Preoccupation/anticipation undermines attempts to abstain.  “At this point, chronic alcohol or other drug use becomes an integral, exogenous input for maintaining equilibrium in the brain’s mood and stress regulation systems… (and) epidemiological data and the opponent process model both support the concept that this motive is a primary link between the neurobiological and subjective manifestations of negative affect and drinking behavior” (Anker & Kushner, 2019   p. 21).    
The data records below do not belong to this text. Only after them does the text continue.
PR #4800, opened 2022-06-18
client: if project has zero resource share AND work buf min is zero, don't fetch from it unless device instance is actually idle.

### LINKED ISSUE #4396: client: fix #2837 removed a special use case where idle was desired before work fetch
**Describe the bug**
PrimeGrid and other projects where being "first" with a result is important used zero resource share and zero cache to avoid ANY prefetch of tasks before the current one was completed. fix #2837 changed the test from "idle instance" to "three minutes work remaining". This is a good change for MOST people but broke the special-use case for some.

**Steps To Reproduce**
1. Set resource share on your only project to zero
2. Set cache to 0 days and 'extra' to 0 days

**Expected behavior**
A single task should download and execute. When it completes - and not before! - another task should be downloaded.

**Additional context**
Suggested fix: in work_fetch.cpp line 115 replace

`if (p->resource_share == 0 && rwf.saturated_time > WF_EST_FETCH_TIME) {
     return RSC_REASON_ZERO_SHARE;`

with

`if (p->resource_share == 0 && rwf.saturated_time > WF_EST_FETCH_TIME && gstate.work_buf_min() > WF_EST_FETCH_TIME) {
             return RSC_REASON_ZERO_SHARE;`

This would in addition to zero resource share, check for the zero cache setting. I have NOT been able to test this fix (although it compiles clean), and am not familiar with the internals (are both values in seconds?), so someone much more knowledgeable than I should verify that this will work and not break a hundred other things.

davidpanderson:
Apparently this is desired by users who compete to return results first.

Fixes #4396

### DIFF
--- a/client/work_fetch.cpp
+++ b/client/work_fetch.cpp
@@ -1,6 +1,6 @@
 // This file is part of BOINC.
 // http://boinc.berkeley.edu
-// Copyright (C) 2014 University of California
+// Copyright (C) 2022 University of California
 //
 // BOINC is free software; you can redistribute it and/or modify it
 // under the terms of the GNU Lesser General Public License
@@ -36,6 +36,7 @@
 #include "work_fetch.h"
 
 using std::vector;
+using std::min;
 
 RSC_WORK_FETCH rsc_work_fetch[MAX_RSC];
 WORK_FETCH work_fetch;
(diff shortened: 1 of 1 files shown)


AenBleidd:
This is gonna be tested by @pg-tern

AenBleidd (approved):

PR #4808, opened 2022-06-23
[Windows][Manager] Do proper verifications when saving state on application exit

### LINKED ISSUE #4793: [Manager] Memory access error on closedown
**Describe the bug**
I've seen this popup a couple of times since installing the test version of v7.20.0

image

**Steps To Reproduce**
I think it occurs when the Manager (running mimised) is force-closed by the operating system in preparation for a reboot. Further testing required.

**System Information**
 - OS: Windows 7/64 professional
 - BOINC Version: 7.20.0

AenBleidd:
Sometimes Advanced Frame is destroyed much more later, when e.g. MainDocument is already destroyed.

This fixes #4793.

### DIFF
--- a/clientgui/ViewWork.cpp
+++ b/clientgui/ViewWork.cpp
@@ -616,7 +616,7 @@ void CViewWork::OnShowItemProperties( wxCommandEvent& WXUNUSED(event) ) {
 
 bool CViewWork::OnSaveState(wxConfigBase* pConfig) {
     bool bReturnValue = true;
-    CMainDocument* pDoc     = wxGetApp().GetDocument();
+    CMainDocument* pDoc = wxGetApp().GetDocument();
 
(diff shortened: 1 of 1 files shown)


AenBleidd:
@CharlieFenton, could you please review this?
In understand, that this is not reproducible on any OS except Windows because only on Windows we have special procedure to shutdown on system log out, but the piece of code I fixed is a common one, so it would be nice to have it reviewed.
Briefly, additionally to Debug asserts I'm verifying now all necessary variables in Release mode also, and in this case to not have some values saved on forced shutdown of BOINC is much more better for users than a message about application crash.

CharlieFenton (approved):
Code looks good to me, and seems to work correctly on Mac. The state was saved correctly both on manual exit from BOINC and on forced shutdown.

PR #4828, opened 2022-07-06
client: if bandwidth limit is removed (up or down), remove limit from active transfers.

### LINKED ISSUE #1071: Removing an upload/download rate preference does not return speeds to maximum for in-progress uploads/downloads
**Reported by JacobKlein on 29 Jul 41291932 02:13 UTC**
If I change a download rate preference to something like 5KB/sec, I can see the speed drop down to match it.

However, if I then clear the preference (or type 0.00 in it), BOINC appears to keep the speed at 5KB/sec unless I restart BOINC.

If I change the preference to something like 9999 before restarting BOINC, I can see the speeds resume.

Essentially, the mechanism that sets BOINC to max speed is not being restored when a speed limit preference is removed.

Migrated-From: http://boinc.berkeley.edu/trac/ticket/1095

davidpanderson:
Logic cleanup in this area.

Fixes #1071

### DIFF
--- a/client/file_xfer.cpp
+++ b/client/file_xfer.cpp
@@ -215,7 +215,7 @@ FILE_XFER_SET::FILE_XFER_SET(HTTP_OP_SET* p) {
 int FILE_XFER_SET::insert(FILE_XFER* fxp) {
     http_ops->insert(fxp);
     file_xfers.push_back(fxp);
-    set_bandwidth_limits(fxp->is_upload);
+    enforce_bandwidth_limits(fxp->is_upload);
     return 0;
 }
 
@@ -230,7 +230,7 @@ int FILE_XFER_SET::remove(FILE_XFER* fxp) {
     while (iter != file_xfers.end()) {
         if (*iter == fxp) {
             iter = file_xfers.erase(iter);
-            set_bandwidth_limits(fxp->is_upload);
+            enforce_bandwidth_limits(fxp->is_upload);
             return 0;
         }
         ++iter;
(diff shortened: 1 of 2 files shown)


AenBleidd:
@Vulpine05, could you please test it?

Vulpine05:
@AenBleidd , yes, I can test.  I glanced through the code and it looks good, but I'll test it out to confirm later this week.

Vulpine05:
Good news and bad news.  The good news is that the PR appears to fix the bug.  If I have a very low transfer rate files move very slowly.  When I clear the transfer rate, they move really quickly.  I also tried this same procedure with 7.20.1, and when I cleared the transfer limits nothing different happened.  I tried capturing this via debug logs, but I didn't get good information out of my control (7.20.1).  I'll have to run this again tomorrow when I have more files to transfer.

However, as I was testing this PR, I had a debug alert pop up:

Screencap-debug-4828

I don't know if this is related to this PR or not, but several files had transferred already when it occured.  I clicked on retry and the Manager closed out.

I'm not sure where to go from here, but let me know if you need me to test something else.

davidpanderson:
The crash was in the Manager.  I don't think it's related to this PR.

BTW, I'm confused by the crash: the Manager doesn't use any deques, as far as I can tell.

davidpanderson:
... that is, the BOINC Manager code doesn't use deques.  WxWidgets probably does.

AenBleidd:
I'll check this debug asserts message

AenBleidd (approved):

Substrates: Neurobiologically, “the amygdaloid brain circuitry…has been shown to serve as a neuroanatomical substrate for negative reinforcement mechanisms associated with development of alcoholism” (Sakharkar, Zhang, Tang, et. al., 2014, p. 2008).  “Alcohol increases GABAergic synaptic transmission by increasing presynaptic GABA release from vesicles, especially in the central amygdala” (Wang, Zhu, Ni et. al., 2022, p. 3), and “human imaging and animal research show abnormal central amygdala function in individuals with alcohol or anxiety disorders” (Anker & Kushner, 2019, pp. 22-23).  In one study with rats, “following withdrawal from a single large alcohol dose, there was increased release of Corticotropin-releasing hormone (CRH) within the central amygdala” (Helig & Egli et. al., 2010, p. 175), they voluntarily chose an ethanol solution over plain water.  A dysfunctional hypothalamic-pituitary-adrenal (HPA) axis, the endocrine stress response, occurs with chronic alcohol use, and the amygdala activates the HPA in this process.  “Cortisol (the predominant glucocorticoid in humans) links anxiety and alcohol use; for example, elevated plasma cortisol and blunted stress-induced cortisol response were associated with higher anxiety in individuals with alcohol use disorder” (Somkuwar & Vendruscolo, 2017, p. 17).  This stress hormone, increased with alcohol consumption, activates the HPA axis, modulates neuronal function, and this dysregulation can underlie anxiety and perpetuating alcohol use.  In clinical/experimental studies heightened anxiety in alcohol withdrawal led to neuroadaptive changes which caused an experience of exaggerative sensitivity to stress and self-medicative behavior (Helig & Egli et. al., 2010).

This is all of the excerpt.